Only after dictating this absurd news-item (comma included) did Morse finally leave his office that day to return to his bachelor flat. There he played through the first act of Die Walkure and began to make significant inroads into the bottle just purchased from Augustus Barnett. When, at midnight, he looked around for his pyjamas, he couldn’t quite remember why he had bothered the newspaper editor; yet he knew that when a man was utterly at a loss about what he should do, it was imperative that he should do something- like the motorist stuck in a snowdrift who decided to activate his blinkers alternately.
CHAPTER SEVENTEEN
Discussion of identity, and of death, leads the two detectives gradually nearer to the truth,
Lewis came in early the next morning (although not so early as Morse), and immediately got down to reading the medical report from the lab.
‘Gruesome all this, isn’t it, sir?’
‘Not read it,’ replied Morse.
‘You know, chopping a chap’s head off.’
‘It’s one way of killing someone. After all, the experiment has been tried on innumerable occasions and found to be invariably fatal.’
‘But the head was cut off after he was dead-says so here.’
‘I don’t give two monkeys how he was killed. It’s the why that we’ve got to sort out. Why did someone chop his head off-just tell me that, for a start.’
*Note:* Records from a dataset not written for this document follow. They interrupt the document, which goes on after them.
PR #7806, opened 2022-01-21
gephi: add version 0.9.2

### LINKED ISSUE #7794: [Request] Gephi
### Information

**Name:** Gephi

**Description:** Gephi is the leading visualization and exploration software for all kinds of graphs and networks. Gephi is open-source and free.

**Homepage:** https://gephi.org/

**Download link(s):** https://github.com/gephi/gephi

**Some indication of popularity/repute:** 4.6k Stars

tech189:
- Closes #7794
- Nothing to persist as config stored in `C:\Users\username\AppData\Roaming\.gephi`
- Caveat: requires Java 1.8 to be installed - does NOT detect Java installed using any manifest in the Java bucket nor does it accept any higher Java version, should this be added as a note?
- Java issue would probably be fixed by https://github.com/ScoopInstaller/Java/issues/119 as at the moment Java manifests only add `JAVA_HOME` environment variable

### DIFF
--- a/bucket/gephi.json
+++ b/bucket/gephi.json
@@ -1,0 +1,31 @@
+{
+    "version": "0.9.2",
+    "description": "Visualization and exploration software for all kinds of graphs and networks",
+    "homepage": "https://github.com/gephi/gephi",
+    "license": "GPL-3.0-only",
+    "url": "https://github.com/gephi/gephi/releases/download/v0.9.2/gephi-0.9.2-windows.exe",
+    "hash": "cc8dbf806baa157fd34876c940bead660c30d160d391c0189826b5fe270678fb",
+    "innosetup": true,
+    "architecture": {
+        "64bit": {
+            "shortcuts": [
+                [
+                    "bin\\gephi64.exe",
+                    "Gephi"
+                ]
+            ]
+        },
+        "32bit": {
+            "shortcuts": [
+                [
+                    "bin\\gephi.exe",
+                    "Gephi"
+                ]
+            ]
+        }
+    },
+    "checkver": "github",
+    "autoupdate": {
+        "url": "https://github.com/gephi/gephi/releases/download/v$version/gephi-$version-windows.exe"
+    }
+}


rashil2000:
/verify

> should this be added as a note?

Add a suggest for Java 1.8 and a note that any other version won't work.

tech189:
Sorry I wasn't clear, I meant that it only works if Java 1.8 is installed from https://www.java.com/en/download/ (it probably only checks the registry), not through Scoop. So rather than a `suggest` should we put a note?

rashil2000:
Oh, okay. No suggest then. 

Add the URL for Java 1.8 in the note too.

tech189:
Actually reading up a bit more I discovered the `--jdkhome` flag and the `jdkhome=` config in `$dir\etc\gephi.conf` which could be modified on installation to point to `$env:JAVA_HOME`! I tested it works with Scoop's Java manifests of `oraclejre8` and `liberica8-jdk` (and maybe others) but definitely not `openjdk` because of the limitation of only Java 8 - for reference this is an issue being tracked in the Gephi repo: https://github.com/gephi/gephi/issues/2160

I will write an installer script to modify the conf file a bit later today.

tech189:
How can I get the `$env:JAVA_HOME` variable while running in `post_install`? It is empty on installation but contains the right path normally in my terminal.

rashil2000:
You can do a `Write-Host` in the post_install script to test the value of any variables. It will print to the terminal.

tech189:
@rashil2000 It's all ready now! The `post_install` checks if the conf file has got the `JAVA_HOME` set already and if not, it will add the current `JAVA_HOME` environment variable :)

bucket/gephi.json
```diff
@@ -0,0 +1,47 @@
...
+    "url": "https://github.com/gephi/gephi/releases/download/v0.9.2/gephi-0.9.2-windows.exe",
+    "hash": "cc8dbf806baa157fd34876c940bead660c30d160d391c0189826b5fe270678fb",
+    "innosetup": true,
+    "post_install": [
+        "$conf_file = \"$dir\\etc\\gephi.conf\"",
+        "$file_contents = Get-Content -path $conf_file -Raw",
+        "if (($file_contents -match \"#jdkhome\") -contains $true) {",
+        "   $replaced = $file_contents -replace \"#jdkhome=`\"\/path\/to\/jdk`\"\", \"jdkhome=`\"$env:JAVA_HOME`\"\"",
+        "   Set-Content -Path $conf_file -Value $replaced",
+        "   Write-Host \"Notes`n-----`nScoop has configured Gephi to run using your current JAVA_HOME - if that is not Java 8, you will need to modify $dir\\etc\\gephi.conf\"",
```
rashil2000, line 21: This line can be moved to `notes`, for consistency

rashil2000: Okay

PR #7810, opened 2022-01-22
Propertree: Add version 0.2022.01.22

hu3rror:

No persist file.


rashil2000:
I see python scripts, we should add `"depends": "python",`, no?

hu3rror:
> I see python scripts, we should add `"depends": "python",`, no?

You are right, it has been corrected, thank you!

hu3rror:
Why can't checkver pass after I add depends?🤔

rashil2000:
It fails because there's a new version available

PR #7812, opened 2022-01-22
KopiaUI: Add version 0.10.1

hu3rror:

Data is stored in `%appdata%/kopia-ui`

### DIFF
--- a/bucket/kopiaui.json
+++ b/bucket/kopiaui.json
@@ -1,0 +1,37 @@
+{
+    "version": "0.10.1",
+    "description": "Fast and secure open source backup.",
+    "homepage": "https://kopia.io/",
+    "license": "Apache-2.0",
+    "architecture": {
+        "64bit": {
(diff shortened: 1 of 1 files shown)


niheaven (approved):
You may also add kopia in `main` bucket.

rashil2000:
If you plan to add kopia to Main bucket remove the `"bin": "resources\\server\\kopia.exe",` line, otherwise it will conflict.

niheaven:
> If you plan to add kopia to Main bucket remove the `"bin": "resources\\server\\kopia.exe",` line, otherwise it will conflict.

Keep it here if someone wants to install only Kopia UI, IMO. shim overwriting will solve the conflict.

rashil2000:
But why would you need the shim to the server in a GUI app?

niheaven:
It is the client CLI, just packed in the UI. The hashsum is different from the one from cli package, though.

hu3rror:
I just added the CLI version of Kopia in Main.
And do I need to modify the manifest for kopiaUI？

PR #7819, opened 2022-01-23
cheat-engine: Undeprecate manifest

### LINKED ISSUE #7414: cheat-engine is removed from this bucket?
Will it be added back or it's not allowed any longer or something?

rashil2000:
Closes #7414

### DIFF
--- a/bucket/cheat-engine.json
+++ b/bucket/cheat-engine.json
@@ -1,13 +1,13 @@
 {
-    "version": "7.2-2020-11-04T09",
+    "version": "7.4",
     "description": "Tool for modifying/debugging single player games and applications.",
     "homepage": "https://cheatengine.org/index.php",
     "license": {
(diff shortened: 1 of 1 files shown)


Stzx:
Hey, I think we should remove this package, the full installer is no longer available directly on `github` since [Cheat Engine 7.1](https://github.com/cheat-engine/cheat-engine/releases/tag/7.1). The exe in the current file is just the downloader.

rashil2000:
Maybe we can use the URL that the downloader uses? It might be available in the source code.

Stzx:
I don't think it's included in the source code(maybe I'm missing something), and whether extracting the link to use it violates some kind of license, I don't know.

rashil2000:
Can you open an issue in their repo for advice? It would be best to ask them.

‘Because we’d have identified him, surely. His teeth would have been there and-’
‘Come off it! Helluva job that’d be, hawking some dental chart round a few million dentists-’
‘Thousands, you mean.’
‘ – and perhaps he didn’t have any teeth, like sometimes I wish I hadn’t.’
‘It says here that this chap might have been killed somewhere else and taken out to the canal later.’
‘So?’
‘What do people usually get carried around in?’ asked Lewis.